Effective closures successfully draw together assertions and examples. They enrich the thematic statement; usually the theme follows the several sentences wrapping up the essay, then move to making an observation about the human condition, ambition, or motivation. I call this the “so what?” factor. You must try to connect the point you’re making (even if it’s a rhetorical analysis piece) to the bigger picture. For instance, if you are analyzing a historical speech or essay, find out what the author’s/ speaker’s intended effect is and how this effective speech or essay changed history because of the effective rhetorical strategy employed. If you are arguing a point, tell me why it matters. The prompts you receive will always tie in somehow to current matters/society at large.

Conclusions cont’d

Things you might think about to help you make that larger connection: Where do we go from here? What lessons have we learned? Who/what/when/where/why/how? Suggestions for a call to action/resolution to the problem

Nitpicky stuff that matters as it adds up1. Awkward phrasing-- The best way to find these awkward phrases in your paper is to have someone else (ideally) read your paper out loud. If the reader becomes tongue-tied or seems obviously confused about how to read a certain sentence, you can be sure its meaning is unclear, its structure is grammatically incorrect, or both.

2. No reference to the title of the piece and its author at the beginning of essay– Please make sure you do this within your first paragraph.

3. Unsophisticated uses of grammatical choices—semi-colons are hard. It’s also unsophisticated to make every sentence the same length and the same structure. Vary them!

Nitpicky stuff cont.

4.Incorrect formatting of MLA heading (left side of first page):

Last Name, First Name

Teacher

Class

Due Date

Nitpicky stuff cont.

5.Fragments and run-ons—fragments are not complete sentences. They carry no meaning without the sentence before them. Like this. Run-ons like this sentence continue to go on for miles and miles and when you should stop you don’t like I should have stopped there but didn’t.

6.Using any verb tense except present tense in literature discussion and analysis

Nitpicky stuff cont.

7.Indefinite reference; this, these, that are used incorrectly when they carry weight of a large idea. Restate the idea, clarify the connection between indefinite pronoun and the noun it replaces. Also, when you can, be specific.

Examples of Indefinite References

1.Lizzie gave that book to someone and never got it back.

2.Someone called to tell me the horrible news.

3.Although it could have happened to anyone, it happened to me.

Use clear references that effectively clarify ideas—if you mention “they,” replace that reference to someone specific. It not only helps in clarification, but it can establish credibility too. “They said smoking causes cancer” isn’t as effective as “The Surgeon General said that smoking causes cancer.”

Nitpicky stuff cont.

8. Avoid absolute words: all, every, each, any, anyone. These words suggest naïve thinking and weak logic. It’s rare that absolutes are truly necessary.
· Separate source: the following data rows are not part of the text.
PR #303, opened 2021-07-05
Use ubi8-micro as base image. Update Golang to 1.15.13.

fdupont-redhat:
The `ubi8/ubi-micro` container image only weighs 39.1 MB, against 105 MB for the `ubi8/ubi-minimal` image. With this pull request, the total size of the controller image decreases from 156 MB to 89.9 MB. This will reduce download time and save space on the nodes where the controller runs.

At the same time, this pull request updates Golang to version 1.5.13, the latest available version.
I have built the image and tested it in a live cluster. No error, after a few tests.

### DIFF
--- a/Dockerfile
+++ b/Dockerfile
@@ -1,13 +1,15 @@
 # Builder image
-FROM registry.access.redhat.com/ubi8/go-toolset:1.14.12 as builder
+FROM registry.access.redhat.com/ubi8/go-toolset:1.15.13 as builder
 ENV GOPATH=$APP_ROOT
-RUN env
 COPY . .
-RUN CGO_ENABLED=1 go build -o manager github.com/konveyor/forklift-controller/cmd/manager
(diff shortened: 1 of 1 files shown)


fdupont-redhat:
Self-approving.

mansam (approved):

Dockerfile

9. Homonyms/Plurals vs. Possessives

They’re, their, there

Affect/effect

Two, too, to

Final SLIDE!!!

You have to learn the difference between the usages of these words. Also, while there are some exceptions, when you have an apostrophe and an “s” at the end of a word, it signifies possession, or that someone owns something (or it can be a contraction, which is just shortening two words), whereas an “s” at the end of a word without an apostrophe before it signifies that there is more than one of something.

It’s= It is—It’s nice to know some grammatical terms.

Its= Something belonging to “it”—The cat licked its fur.

There are two Lady Gaga fans (more than one) in my class.

The Lady Gaga fans’ reactions (the reactions belonging to both of the fans) to my singing “Born This Way” were interesting.

One of the Lady Gaga fan’s reactions (the reaction belonging to one of the fans) was to cry. The other fan’s reaction was to walk out.

So…

Remember this stuff. This PowerPoint is on my website. Refer to it for all major assignments, peer edits, SAT and AP Test practice, etc. Hope it helps!